**DATA PROVIDED:**
PR #295, opened 2020-06-13
Fix of Random Affine 

andreanne-lemay:
This PR restores the RandomAffine transform which includes, rotation, translation and scale transform. To avoid code duplication, I removed RandomRotation and RandomTranslation. Transformation matrices are used to apply the transforms.


ivadomed/transforms.py
```diff
@@ -575,44 +577,108 @@ def __init__(self, degrees):
                 "degrees should be a list or tuple and it must be of length 2."
             self.degrees = degrees
 
+        # Scale
+        if scale is not None:
+            assert isinstance(scale, list)
```
charleygros, line 582: What about adding 
```
, \
                "sclae should be a list."
```
and things aboutlengths as done for transalte.

ivadomed/transforms.py
```diff
@@ -1,15 +1,15 @@
...
 import math
 import numbers
 import random
-import copy
-import numpy as np
 
+import numpy as np
 import torch
-from scipy.ndimage import rotate, shift
+from scipy.ndimage import shift
```
charleygros, line 9: Do we still need this one too?

PR #308, opened 2020-06-16
Fix automate training

andreanne-lemay:
After the main refactoring, automate training was not fully adapted to the new code. 
To make the file work I had to do some changes to the main:
- add return values for training, testing and eval
- add parameter containing the config file to run_main


ivadomed/scripts/automate_training.py
```diff
@@ -82,8 +82,8 @@ def test_worker(config):
     try:
         # Save best test score
 
-        config["command"] = "eval"
-        test_dict, eval_df = ivado.cmd_eval(config)
+        config["command"] = "test"
+        test_dict = ivado.run_main(config)
```
charleygros, line 86: Could you help me here for this change?

andreanne-lemay: the return value of test (test_dict) was used here and no values of the config file were displayed are used in automate_training, so the easiest fix was to simply call the test command since we are only using the dice score.

charleygros: I think the idea to call eval was to, in the future, add a parameter that controls the metric you want to optimise  --> I am thinking of implementing this in this PR and then move back to eval: would it be okay with you?

PR #311, opened 2020-06-18
Fill docstrings

charleygros:
@andreanne-lemay 
- [x] loader folder
- [x] object detection folder
- [x] models
- [x] losses
- [x] metrics

@charleygros 
- [x] main
- [x] training
- [x] testing
- [x] evaluation
- [x] transforms
- [x] utils

**Done:**
- [x] scripts folder
- [x] postprocessing

and vice-versa for review.

Fixes #250.

PR #313, opened 2020-06-23
Add PR311 docstrings to RTD

charleygros:
We have added docstrings quite everywhere in the code base in PR #311 . Let's add it to the showcase!


jcohenadad:
> Can we change the default display so that Attributes appear in the same format as parameters for instance? 

agreed about the problem, and yes, we can definitely change the output style. I believe [adding a custom css](https://www.sphinx-doc.org/en/master/usage/configuration.html#confval-html_css_files) would be the solution (it's fairly easy to do).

**WHAT NEEDS TO BE DONE:** All of the material must be given again, exactly as it appears above.

**EXERCISE OUTPUT:**
PR #295, opened 2020-06-13
Fix of Random Affine 

andreanne-lemay:
This PR restores the RandomAffine transform which includes, rotation, translation and scale transform. To avoid code duplication, I removed RandomRotation and RandomTranslation. Transformation matrices are used to apply the transforms.


ivadomed/transforms.py
```diff
@@ -575,44 +577,108 @@ def __init__(self, degrees):
                 "degrees should be a list or tuple and it must be of length 2."
             self.degrees = degrees
 
+        # Scale
+        if scale is not None:
+            assert isinstance(scale, list)
```
charleygros, line 582: What about adding 
```
, \
                "sclae should be a list."
```
and things aboutlengths as done for transalte.

ivadomed/transforms.py
```diff
@@ -1,15 +1,15 @@
...
 import math
 import numbers
 import random
-import copy
-import numpy as np
 
+import numpy as np
 import torch
-from scipy.ndimage import rotate, shift
+from scipy.ndimage import shift
```
charleygros, line 9: Do we still need this one too?

PR #308, opened 2020-06-16
Fix automate training

andreanne-lemay:
After the main refactoring, automate training was not fully adapted to the new code. 
To make the file work I had to do some changes to the main:
- add return values for training, testing and eval
- add parameter containing the config file to run_main


ivadomed/scripts/automate_training.py
```diff
@@ -82,8 +82,8 @@ def test_worker(config):
     try:
         # Save best test score
 
-        config["command"] = "eval"
-        test_dict, eval_df = ivado.cmd_eval(config)
+        config["command"] = "test"
+        test_dict = ivado.run_main(config)
```
charleygros, line 86: Could you help me here for this change?

andreanne-lemay: the return value of test (test_dict) was used here and no values of the config file were displayed are used in automate_training, so the easiest fix was to simply call the test command since we are only using the dice score.

charleygros: I think the idea to call eval was to, in the future, add a parameter that controls the metric you want to optimise  --> I am thinking of implementing this in this PR and then move back to eval: would it be okay with you?

PR #311, opened 2020-06-18
Fill docstrings

charleygros:
@andreanne-lemay 
- [x] loader folder
- [x] object detection folder
- [x] models
- [x] losses
- [x] metrics

@charleygros 
- [x] main
- [x] training
- [x] testing
- [x] evaluation
- [x] transforms
- [x] utils

**Done:**
- [x] scripts folder
- [x] postprocessing

and vice-versa for review.

Fixes #250.

PR #313, opened 2020-06-23
Add PR311 docstrings to RTD

charleygros:
We have added docstrings quite everywhere in the code base in PR #311 . Let's add it to the showcase!


jcohenadad:
> Can we change the default display so that Attributes appear in the same format as parameters for instance? 

agreed about the problem, and yes, we can definitely change the output style. I believe [adding a custom css](https://www.sphinx-doc.org/en/master/usage/configuration.html#confval-html_css_files) would be the solution (it's fairly easy to do).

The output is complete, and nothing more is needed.